PR #4007, opened 2025-05-15
Convert `NotifiactionsFragment` to Compose-base components

sztomek:
## Description
As titlte suggests.
I took the existing `NotificationsSettingsFragment` that inhereted from `PreferencesFragment` and blew it up.
Now we have a `NotificationsSettingsViewModel` that holds the state and interacts with `NotificationsPreferencesRepository`. The latter one is responsible to provide data and persist changes.
I used the existing comopsables from other settings screens, so I heavily rely on `SettingRow`. I also salvaged and "composified" pieces from the old fragment to reduce impact.

## Testing Instructions
1. Launch app and navigate to Settings -> Notifications
2. Play with various settings
3. Navigate away
4. Come back and see if the previous settings were properly preserved
5. You may want to apply this patch [disable_OS_version_condition_on_preferences.patch](https://github.com/user-attachments/files/20226614/disable_OS_version_condition_on_preferences.patch)

## Screenshots or Screencast 

https://github.com/user-attachments/assets/b45208e7-f86c-4d4e-8dd1-d8e307b722f0

## Checklist
- ~[ ] All strings that need to be localized are in `modules/services/localization/src/main/res/values/strings.xml`~
- ~[ ] I have updated (or requested that someone edit) [the spreadsheet](https://docs.google.com/spreadsheets/d/107jqrutZhU0fVZJ19SBqxxVKbV2NWSdQC9MFYdLiAxc/edit?usp=sharing) to reflect any new or changed analytics.~
 
this PR does not contain UI changes, ignore these items -->
- [x] with different themes
- ~[ ] with a landscape orientation~
- [x] with the device set to have a large display and font sizex


sztomek:
I'm going to add tests in a follow-up PR!

dangermattic:
<table>
  <thead>
    <tr>
      <th width="50"></th>
          2 Errors
      </th>
     </tr>
  </thead>
  <tbody>
    <tr>
      <td>:no_entry_sign:</td>
      <td data-sticky="false">Please add tests for class <code>NotificationsSettingsViewModel</code> (or add <code>unit-tests-exemption</code> label to ignore this).</td>
    </tr>
    <tr>
      <td>:no_entry_sign:</td>
      <td data-sticky="false">Please add tests for class <code>NotificationsPreferencesRepositoryImpl</code> (or add <code>unit-tests-exemption</code> label to ignore this).</td>
    </tr>
  </tbody>
</table>
<table>
  <thead>
    <tr>
      <th width="50"></th>
          1 Warning
      </th>
     </tr>
  </thead>
  <tbody>
    <tr>
      <td>:warning:</td>
    </tr>
  </tbody>
</table>

</p>

modules/features/settings/src/main/java/au/com/shiftyjelly/pocketcasts/settings/notifications/NotificationsSettingsFragment.kt
```diff
@@ -0,0 +1,58 @@
...
+                },
+            )
+        }
+    }
+
+    override fun podcastSelectFragmentSelectionChanged(newSelection: List<String>) {
+        viewModel.onSelectedPodcastsChanged(newSelection)
+    }
+
+    override fun podcastSelectFragmentGetCurrentSelection() = runCatching { runBlocking { viewModel.getSelectedPodcastIds() } }.getOrDefault(emptyList())
```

++++

▶ The task
Every line above that contains the word "false" should be reported.

▶ Response
      <td data-sticky="false">Please add tests for class <code>NotificationsSettingsViewModel</code> (or add <code>unit-tests-exemption</code> label to ignore this).</td>
      <td data-sticky="false">Please add tests for class <code>NotificationsPreferencesRepositoryImpl</code> (or add <code>unit-tests-exemption</code> label to ignore this).</td>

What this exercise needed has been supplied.